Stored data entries

=====

PR #284, opened 2024-08-26
Support scala-js-snabbdom-0.2.0-M3 and lazy property setting

sloshy:
This PR comes from troubleshooting strange behavior in a webapp I'm making where the value property on some elements could sometimes not appear to update as I'd expect. In trying multiple solutions such as setting keys on the elements I'm updating, the only solution I've found that works is a combination of the following:

* updating scala-js-snabbdom to 0.2.0-M3
* Adding a way to hint to tyrian that you want properties applied later in the rendering process (`Html#setLazy`)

=====

> **Work required**: Begin with the line that contains "scala-js-snabbdom to 0.2.0-M3" and print each line exactly until the data ends, including the last line.

> **Solved exercise**:
* updating scala-js-snabbdom to 0.2.0-M3
* Adding a way to hint to tyrian that you want properties applied later in the rendering process (`Html#setLazy`)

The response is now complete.